We show that honeybees can be adversely affected by the use of commonly used pesticides. Dr. Rachel H Parkinson is a scientist at the University of Oxford.

The results add to what the Food and Agriculture Organization of the United Nations and the World Health Organization have called the "rapidly growing body of evidence."

The motor response keeps insects together.
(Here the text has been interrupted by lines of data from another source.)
PR #787, opened 2026-09-13
fix(cluster): propagate manifest apply context

### LINKED ISSUE #394: Context plumbing through RegisterFileInManifest / DeleteFileFromManifest
## Problem
`RegisterFileInManifest` and `DeleteFileFromManifest` on the Coordinator don't accept a context parameter. The caller's timeout (e.g. CompletionWatcher's ApplyTimeout) is not respected — the coordinator uses a hardcoded 5s `forwardApplyTimeout` internally.

## Proposed Solution
Update the `bridgeCoordinator` interface to accept `context.Context` on both methods. Propagate through Coordinator, CompactionBridge, file_registrar, and all test stubs.

## Context
Flagged by Gemini on PR #389. Deferred due to broad interface change ripple.

## Effort
Medium — interface change affects coordinator, bridge, file_registrar, and ~10 test stubs.

efegokdemir:
## Summary

- propagate caller `context.Context` through manifest register/delete operations
- add a context-aware batch apply path for the compaction CompletionWatcher flow
- preserve the existing five-second fallback budget for callers without a shorter deadline
- propagate caller deadlines through follower dial, send, and receive
- preserve existing Raft commit-wait semantics
- propagate worker/request contexts from file registration and edge-sync callbacks

## Context

Issue #394 predates the current batched compaction manifest path.

CompletionWatcher now applies each completion manifest through `BatchFileOps`, so fixing only `RegisterFileInManifest` / `DeleteFileFromManifest` would leave the active compaction path without caller-context propagation.

This change therefore adds `BatchFileOpsInManifestContext(ctx, ops)` for that path while leaving unrelated callers on the existing bounded API.

## Behavior

- caller cancellation is checked before manifest mutation
- caller deadlines bound the pre-apply check and leader-side enqueue timeout
- follower dial, send, and receive use the caller-derived deadline
- the Raft `future.Error()` commit wait retains its existing Raft semantics
- coordinator lifecycle cancellation is respected
- standalone behavior and existing Raft error wrapping remain unchanged

## Tests

- register, delete, and batch bridge paths propagate caller context
- a silent follower leader respects a 100ms caller deadline and returns well under one second
- cancelled coordinator lifecycle context returns `context.Canceled` wrapped with `raft.ErrManifestApply`
- updated integration/unit stubs cover the new signatures

## Validation

- `go test ./...`
- `go test -tags=duckdb_arrow ./...`
- `go test -race ./internal/cluster/... ./internal/compaction/...`
- `go vet ./internal/cluster/... ./internal/compaction/...`
- `go vet -tags=duckdb_arrow ./internal/cluster/... ./internal/compaction/...`
- `go build ./...`
- `go build -tags=duckdb_arrow ./...`
- `git diff --check`

All pass locally.

Closes #394


xe-nvdk (changes requested):
Thanks — the plumbing is careful (the lifecycle merge, the cancel discipline, keeping the old `BatchFileOpsInManifest` as a bounded wrapper, and the standalone early-returns are all right), and I put real weight behind checking it: builds under both tag sets, gofmt and vet clean, the cluster and compaction suites under `-race`, a second reviewer working the cluster-operations checklist, and a live three-writer cluster built from this branch, run twice, next to the same run on `main`. One thing has to change before this can close #394, and two are prose.

**What the live cluster showed (enterprise-local compose, this branch vs `main`, debug logging):**
- healthy: a write on a follower is in the leader's manifest within 1s, both builds;
- leader paused (`docker pause`): the follower's write returns in 0.4 ms and its forwarded apply fails at ~5.4 s with `raft: manifest apply failed`, both builds — the old promise that a stuck leader cannot block the writer flush path still holds;
- recovery after unpause: a new leader within 1 s and the next write registered on the new quorum within 1 s, both builds (one PR run took ~30 s to elect; it did not recur, and `main` has the same election shape, so that was Raft, not you).

So there is no regression. There is also less new behaviour than the description says:

**1. The caller's deadline never reaches the forwarded round trip (required).** `forwardApplyToLeader` computes the ctx-derived deadline and sets it on the connection (`forward_apply.go:146-150`), but the next two lines pass the constant `forwardApplyTimeout` to `protocol.SendMessage` (`:152`) and `protocol.ReceiveMessage` (`:160`), and those helpers set their own fresh 5 s write/read deadlines and clear them on return (`protocol/codec.go:214-237`), overwriting yours. Only the dial honours the context (`:261-267`). Since a compactor is typically not the Raft leader (`forward_apply.go:20-22`), this is the exact path #394 is about, and on it the caller deadline currently changes nothing. The fix is two arguments: pass `manifestApplyTimeout(ctx)` to both calls (it is already in scope), and either drop the now-dead `SetDeadline` block or keep it as belt-and-braces. Add a test that proves it: a fake leader that accepts the connection and never acks, a 100 ms caller deadline, and an assertion that the call returns in well under 5 s. There is no test of `forwardApplyToLeader` in the tree today, so this would be the first.

**2. What the Raft timeout bounds (prose, required).** This repo's `Node.Apply` hands the timeout to hashicorp's `Apply`, which bounds only enqueueing onto the apply channel, and then waits on `future.Error()` with no bound (`raft/node.go:380-395`). That wait ends on commit or on leadership loss, not on a clock. That was true before your change, so it is not a regression, but the doc comment on `BatchFileOpsInManifestContext` ("must bound the actual Raft apply") and the release note ("preserve caller deadline budgets", "the five-second cap remains the maximum apply duration") say more than the code does. Please state it precisely: the deadline bounds the pre-apply check, the leader-side enqueue, and the follower's dial and (after item 1) send/receive; the commit wait keeps its Raft semantics. Note also that the CompletionWatcher's `ApplyTimeout` is a hardcoded 5 s (`main.go:1661`), equal to the cap, so today the observable effect is shutdown cancellation and any caller that arrives with a shorter budget.

**3. Small things, please fold in:**
- The early `ctx.Err()` returns in the three methods are not wrapped in `raft.ErrManifestApply`, unlike every other manifest failure; `reconciliation`'s `isRaftError` would misclassify a shutdown-time `Canceled`. `errors.Join(raft.ErrManifestApply, …)` for consistency.
- `getOrDialLeader` (`:263-264`, pre-existing) can hand `net.DialTimeout` a zero or negative remaining, which means no timeout at all; you added the 1 ns floor in `manifestApplyTimeout`, reuse it there.
- One coordinator-level test: a stopped coordinator (`c.ctx` cancelled) → `RegisterFileInManifest` returns `context.Canceled` without touching Raft. The three bridge tests only prove the bridge forwards the context it was given.
- Rebase: `main` moved after your base, so the note conflicts positionally; keep it at the top of `## Bug fixes`.

Verified for the record: `manifestContext` is safe in every mode (`c.ctx` is set in `Start` before any caller is wired; `raftNode == nil` returns before it is touched; every path calls the returned cancel), the FSM register/delete/batch are idempotent so a timed-out-then-committed apply followed by a retry is harmless, and the lifecycle ordering at shutdown stops the registrar and the watcher before the coordinator cancels its context.

xe-nvdk (approved):
All three asks are in, and I checked each the same way as before: builds under both tag sets, gofmt and vet clean, cluster/raft/compaction suites under `-race`, and the live three-writer cluster.

- **Caller deadline now reaches the round trip.** `manifestApplyTimeout(ctx)` goes to `SendMessage` and `ReceiveMessage` as well as the dial, with the 1 ns floor. `TestForwardApplyToLeader_UsesCallerDeadline` (fake leader that never acks, 100 ms budget) is the proof: against `main`'s `forward_apply.go` it fails with `took 5.0022465s; caller's 100ms deadline was not enforced promptly`, on this branch it passes. The `ctx.Err()` early returns are wrapped in `raft.ErrManifestApply`, and `TestRegisterFileInManifest_CancelledCoordinatorContext` covers the stopped coordinator.
- **Prose.** The doc comments and the release note now say exactly what the deadline bounds (pre-apply check, leader-side enqueue, follower dial and send/receive) and that the commit wait keeps its Raft semantics.
- **Live, this branch merged onto current `main`:** healthy write on a follower is in the leader's manifest within 1 s; with the leader paused the follower's write returns in 0.4 ms and the forwarded apply fails at ~5.4 s (the registrar passes its lifecycle context, so the 5 s cap is the operative budget there, as documented); after unpause a fresh write registers on the new quorum within 2 s. Same shape as `main`, no regression. (The ~30 s election after unpause showed up again; it is Raft's, not this change's, and the new leader this time was the reader, which the harness did not expect but the cluster handled.)
- CI's `Build & Test` failure on your head was `TestBufferMetrics_FlushCountersMove`, the order-dependent ingest metrics test that `main` fixed yesterday; your branch predates the fix. I pushed two merges of `main` onto the branch (the release-notes entry conflicted positionally twice as other fixes landed); your entry stays at the top of `## Bug fixes`, no code changed, and CI is re-running on the merge commit.

Thanks for the follow-through; this is now the fix #394 asked for.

When insects threaten to steer off-course, they have an "optomotor response" which allows them to orient themselves back onto a straight path. Parkinson and colleagues challenged the opto motor response of walking honeybees to respond accurately and timely to videos of vertical bars that moved from left to right across two screens in front of them. The bee assumes that she has been blown off-course and needs to perform a corrective turn to get back to her normal course. The bee's motor system will be instructed to orient back to an illusory straight line after a healthy opto motor response.

The researchers compared the efficiency of the optomotor response between four groups of wild-caught forager honeybees, with between 22 and 28 bees tested per group.

Exposure to pesticides results in a worse motor response.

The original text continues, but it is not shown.